WORK TO COMPLETE —
From the first line to the last, return the material exactly.

RECORDED INFORMATION —
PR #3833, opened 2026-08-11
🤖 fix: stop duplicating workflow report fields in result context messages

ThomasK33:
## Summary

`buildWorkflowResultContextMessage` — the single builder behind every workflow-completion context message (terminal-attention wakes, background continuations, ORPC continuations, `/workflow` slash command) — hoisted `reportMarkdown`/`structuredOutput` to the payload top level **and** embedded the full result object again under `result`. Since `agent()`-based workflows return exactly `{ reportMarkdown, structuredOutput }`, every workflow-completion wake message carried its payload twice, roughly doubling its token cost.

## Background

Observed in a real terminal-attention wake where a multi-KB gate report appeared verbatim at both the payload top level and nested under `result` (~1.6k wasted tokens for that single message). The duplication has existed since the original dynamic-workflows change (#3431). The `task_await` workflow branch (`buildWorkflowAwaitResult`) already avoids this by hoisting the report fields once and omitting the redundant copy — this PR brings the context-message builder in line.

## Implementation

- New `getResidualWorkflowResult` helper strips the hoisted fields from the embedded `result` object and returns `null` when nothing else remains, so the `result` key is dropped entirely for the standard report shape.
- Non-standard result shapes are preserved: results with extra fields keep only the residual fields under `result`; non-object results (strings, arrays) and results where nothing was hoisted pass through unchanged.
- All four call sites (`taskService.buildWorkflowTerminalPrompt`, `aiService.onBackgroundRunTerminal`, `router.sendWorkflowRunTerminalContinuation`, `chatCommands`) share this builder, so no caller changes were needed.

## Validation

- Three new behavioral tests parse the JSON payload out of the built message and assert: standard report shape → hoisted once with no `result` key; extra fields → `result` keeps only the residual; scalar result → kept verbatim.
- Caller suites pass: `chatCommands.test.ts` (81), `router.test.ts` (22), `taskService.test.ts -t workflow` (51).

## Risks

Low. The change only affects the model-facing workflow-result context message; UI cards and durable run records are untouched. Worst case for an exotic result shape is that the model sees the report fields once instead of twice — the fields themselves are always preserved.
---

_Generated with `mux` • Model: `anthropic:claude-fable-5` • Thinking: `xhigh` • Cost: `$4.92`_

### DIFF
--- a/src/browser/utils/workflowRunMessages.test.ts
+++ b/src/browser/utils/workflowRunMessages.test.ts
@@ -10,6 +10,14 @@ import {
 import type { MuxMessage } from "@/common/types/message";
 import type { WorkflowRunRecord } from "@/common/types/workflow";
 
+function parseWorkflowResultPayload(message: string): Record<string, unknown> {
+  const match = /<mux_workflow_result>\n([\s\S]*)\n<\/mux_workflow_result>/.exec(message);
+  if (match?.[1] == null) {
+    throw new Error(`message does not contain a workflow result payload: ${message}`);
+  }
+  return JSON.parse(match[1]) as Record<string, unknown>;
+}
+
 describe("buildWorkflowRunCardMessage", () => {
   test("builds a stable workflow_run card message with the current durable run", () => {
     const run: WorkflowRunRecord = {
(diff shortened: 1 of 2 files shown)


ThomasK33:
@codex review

ANSWER SPACE —
PR #3833, opened 2026-08-11
🤖 fix: stop duplicating workflow report fields in result context messages

ThomasK33:
## Summary

`buildWorkflowResultContextMessage` — the single builder behind every workflow-completion context message (terminal-attention wakes, background continuations, ORPC continuations, `/workflow` slash command) — hoisted `reportMarkdown`/`structuredOutput` to the payload top level **and** embedded the full result object again under `result`. Since `agent()`-based workflows return exactly `{ reportMarkdown, structuredOutput }`, every workflow-completion wake message carried its payload twice, roughly doubling its token cost.

## Background

Observed in a real terminal-attention wake where a multi-KB gate report appeared verbatim at both the payload top level and nested under `result` (~1.6k wasted tokens for that single message). The duplication has existed since the original dynamic-workflows change (#3431). The `task_await` workflow branch (`buildWorkflowAwaitResult`) already avoids this by hoisting the report fields once and omitting the redundant copy — this PR brings the context-message builder in line.

## Implementation

- New `getResidualWorkflowResult` helper strips the hoisted fields from the embedded `result` object and returns `null` when nothing else remains, so the `result` key is dropped entirely for the standard report shape.
- Non-standard result shapes are preserved: results with extra fields keep only the residual fields under `result`; non-object results (strings, arrays) and results where nothing was hoisted pass through unchanged.
- All four call sites (`taskService.buildWorkflowTerminalPrompt`, `aiService.onBackgroundRunTerminal`, `router.sendWorkflowRunTerminalContinuation`, `chatCommands`) share this builder, so no caller changes were needed.

## Validation

- Three new behavioral tests parse the JSON payload out of the built message and assert: standard report shape → hoisted once with no `result` key; extra fields → `result` keeps only the residual; scalar result → kept verbatim.
- Caller suites pass: `chatCommands.test.ts` (81), `router.test.ts` (22), `taskService.test.ts -t workflow` (51).

## Risks

Low. The change only affects the model-facing workflow-result context message; UI cards and durable run records are untouched. Worst case for an exotic result shape is that the model sees the report fields once instead of twice — the fields themselves are always preserved.
---

_Generated with `mux` • Model: `anthropic:claude-fable-5` • Thinking: `xhigh` • Cost: `$4.92`_

### DIFF
--- a/src/browser/utils/workflowRunMessages.test.ts
+++ b/src/browser/utils/workflowRunMessages.test.ts
@@ -10,6 +10,14 @@ import {
 import type { MuxMessage } from "@/common/types/message";
 import type { WorkflowRunRecord } from "@/common/types/workflow";
 
+function parseWorkflowResultPayload(message: string): Record<string, unknown> {
+  const match = /<mux_workflow_result>\n([\s\S]*)\n<\/mux_workflow_result>/.exec(message);
+  if (match?.[1] == null) {
+    throw new Error(`message does not contain a workflow result payload: ${message}`);
+  }
+  return JSON.parse(match[1]) as Record<string, unknown>;
+}
+
 describe("buildWorkflowRunCardMessage", () => {
   test("builds a stable workflow_run card message with the current durable run", () => {
     const run: WorkflowRunRecord = {
(diff shortened: 1 of 2 files shown)


ThomasK33:
@codex review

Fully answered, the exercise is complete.